> **STUDY MATERIAL**:
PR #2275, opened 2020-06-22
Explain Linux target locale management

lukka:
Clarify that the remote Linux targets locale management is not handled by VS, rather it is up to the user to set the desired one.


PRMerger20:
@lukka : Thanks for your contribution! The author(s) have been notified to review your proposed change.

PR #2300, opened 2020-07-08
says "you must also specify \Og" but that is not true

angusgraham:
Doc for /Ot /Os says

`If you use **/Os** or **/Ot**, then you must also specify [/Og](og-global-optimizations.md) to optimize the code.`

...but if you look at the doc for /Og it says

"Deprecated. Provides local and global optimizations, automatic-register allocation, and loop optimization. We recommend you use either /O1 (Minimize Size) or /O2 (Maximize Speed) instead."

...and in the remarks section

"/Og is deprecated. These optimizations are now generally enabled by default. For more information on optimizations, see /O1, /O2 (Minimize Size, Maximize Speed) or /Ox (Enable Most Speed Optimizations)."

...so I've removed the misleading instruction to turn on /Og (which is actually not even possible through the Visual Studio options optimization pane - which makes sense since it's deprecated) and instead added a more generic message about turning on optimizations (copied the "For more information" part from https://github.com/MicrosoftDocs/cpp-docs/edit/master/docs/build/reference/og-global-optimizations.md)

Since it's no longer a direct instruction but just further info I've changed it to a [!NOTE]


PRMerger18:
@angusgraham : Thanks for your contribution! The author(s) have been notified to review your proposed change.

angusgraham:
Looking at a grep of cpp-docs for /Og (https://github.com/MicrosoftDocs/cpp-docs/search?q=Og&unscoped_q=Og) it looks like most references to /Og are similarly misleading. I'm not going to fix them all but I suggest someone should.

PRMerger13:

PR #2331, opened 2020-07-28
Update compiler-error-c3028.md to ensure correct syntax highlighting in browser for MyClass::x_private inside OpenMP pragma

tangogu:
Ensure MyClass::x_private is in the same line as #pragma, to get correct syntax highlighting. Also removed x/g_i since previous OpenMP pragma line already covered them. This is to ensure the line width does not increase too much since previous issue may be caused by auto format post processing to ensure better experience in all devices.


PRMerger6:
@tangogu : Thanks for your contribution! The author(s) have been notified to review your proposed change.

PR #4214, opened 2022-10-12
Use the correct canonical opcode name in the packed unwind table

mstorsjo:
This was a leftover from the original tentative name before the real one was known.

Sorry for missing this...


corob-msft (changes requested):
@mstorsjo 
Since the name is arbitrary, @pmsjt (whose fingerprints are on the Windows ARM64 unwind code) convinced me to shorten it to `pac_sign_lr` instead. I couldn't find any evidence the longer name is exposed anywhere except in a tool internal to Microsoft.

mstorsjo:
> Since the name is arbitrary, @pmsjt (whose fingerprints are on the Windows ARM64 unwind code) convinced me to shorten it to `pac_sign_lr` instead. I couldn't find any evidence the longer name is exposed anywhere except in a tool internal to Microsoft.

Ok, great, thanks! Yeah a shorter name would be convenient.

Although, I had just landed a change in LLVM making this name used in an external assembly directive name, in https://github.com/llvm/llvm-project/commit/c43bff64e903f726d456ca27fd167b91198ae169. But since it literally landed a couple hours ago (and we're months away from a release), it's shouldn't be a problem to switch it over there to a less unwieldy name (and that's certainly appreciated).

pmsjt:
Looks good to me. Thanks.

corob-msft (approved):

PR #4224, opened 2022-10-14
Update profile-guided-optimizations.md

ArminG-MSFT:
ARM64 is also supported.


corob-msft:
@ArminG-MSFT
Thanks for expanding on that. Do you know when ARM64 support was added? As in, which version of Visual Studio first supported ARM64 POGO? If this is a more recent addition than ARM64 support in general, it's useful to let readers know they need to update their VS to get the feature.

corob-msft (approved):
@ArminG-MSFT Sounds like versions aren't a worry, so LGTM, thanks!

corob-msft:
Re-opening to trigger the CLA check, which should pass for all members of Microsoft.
==
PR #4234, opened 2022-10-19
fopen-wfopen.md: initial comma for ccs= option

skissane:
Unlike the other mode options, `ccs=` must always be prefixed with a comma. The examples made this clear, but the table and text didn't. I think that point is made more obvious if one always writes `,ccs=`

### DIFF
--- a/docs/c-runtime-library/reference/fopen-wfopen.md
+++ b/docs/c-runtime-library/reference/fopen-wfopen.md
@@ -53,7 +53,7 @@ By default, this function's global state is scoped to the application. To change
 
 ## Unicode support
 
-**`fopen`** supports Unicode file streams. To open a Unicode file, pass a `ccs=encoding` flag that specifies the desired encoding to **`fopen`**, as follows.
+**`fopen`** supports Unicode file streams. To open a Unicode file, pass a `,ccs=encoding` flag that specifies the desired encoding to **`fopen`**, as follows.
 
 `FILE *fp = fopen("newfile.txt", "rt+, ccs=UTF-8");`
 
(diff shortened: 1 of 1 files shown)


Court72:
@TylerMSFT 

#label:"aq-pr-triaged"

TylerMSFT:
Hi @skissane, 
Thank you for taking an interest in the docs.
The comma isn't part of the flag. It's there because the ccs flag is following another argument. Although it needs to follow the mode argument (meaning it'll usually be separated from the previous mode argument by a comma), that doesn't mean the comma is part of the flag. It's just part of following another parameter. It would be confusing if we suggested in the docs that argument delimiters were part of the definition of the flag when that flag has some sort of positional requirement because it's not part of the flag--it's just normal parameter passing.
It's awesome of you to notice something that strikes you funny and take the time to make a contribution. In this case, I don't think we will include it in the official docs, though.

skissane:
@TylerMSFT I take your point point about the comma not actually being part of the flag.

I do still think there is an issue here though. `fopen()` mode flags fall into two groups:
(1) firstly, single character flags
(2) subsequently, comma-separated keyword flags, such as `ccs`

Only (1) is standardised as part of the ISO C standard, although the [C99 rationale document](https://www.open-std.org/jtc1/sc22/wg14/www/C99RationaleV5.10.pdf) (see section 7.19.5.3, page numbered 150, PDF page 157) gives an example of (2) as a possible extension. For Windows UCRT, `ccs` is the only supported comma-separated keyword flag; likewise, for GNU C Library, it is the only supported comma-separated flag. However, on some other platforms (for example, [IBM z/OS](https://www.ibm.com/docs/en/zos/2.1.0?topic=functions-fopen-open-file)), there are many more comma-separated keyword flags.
* * *
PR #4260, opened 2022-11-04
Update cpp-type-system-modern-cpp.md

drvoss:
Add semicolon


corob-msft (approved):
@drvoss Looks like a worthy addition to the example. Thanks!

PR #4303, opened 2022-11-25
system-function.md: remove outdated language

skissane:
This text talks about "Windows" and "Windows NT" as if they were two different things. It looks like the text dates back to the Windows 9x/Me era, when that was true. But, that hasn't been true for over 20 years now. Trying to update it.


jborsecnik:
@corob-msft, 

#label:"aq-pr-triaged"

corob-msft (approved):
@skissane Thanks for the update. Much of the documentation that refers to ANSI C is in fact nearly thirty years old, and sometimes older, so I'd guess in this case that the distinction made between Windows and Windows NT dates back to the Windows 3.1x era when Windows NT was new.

> **EXERCISE DIRECTIONS**:
In the listing above, find the line containing "Looks good to me. Thanks." and the line containing "Re-opening to trigger", then repeat those two lines and everything between them exactly.

> **TASK RESPONSE**:
Looks good to me. Thanks.

corob-msft (approved):

PR #4224, opened 2022-10-14
Update profile-guided-optimizations.md

ArminG-MSFT:
ARM64 is also supported.


corob-msft:
@ArminG-MSFT
Thanks for expanding on that. Do you know when ARM64 support was added? As in, which version of Visual Studio first supported ARM64 POGO? If this is a more recent addition than ARM64 support in general, it's useful to let readers know they need to update their VS to get the feature.

corob-msft (approved):
@ArminG-MSFT Sounds like versions aren't a worry, so LGTM, thanks!

corob-msft:
Re-opening to trigger the CLA check, which should pass for all members of Microsoft.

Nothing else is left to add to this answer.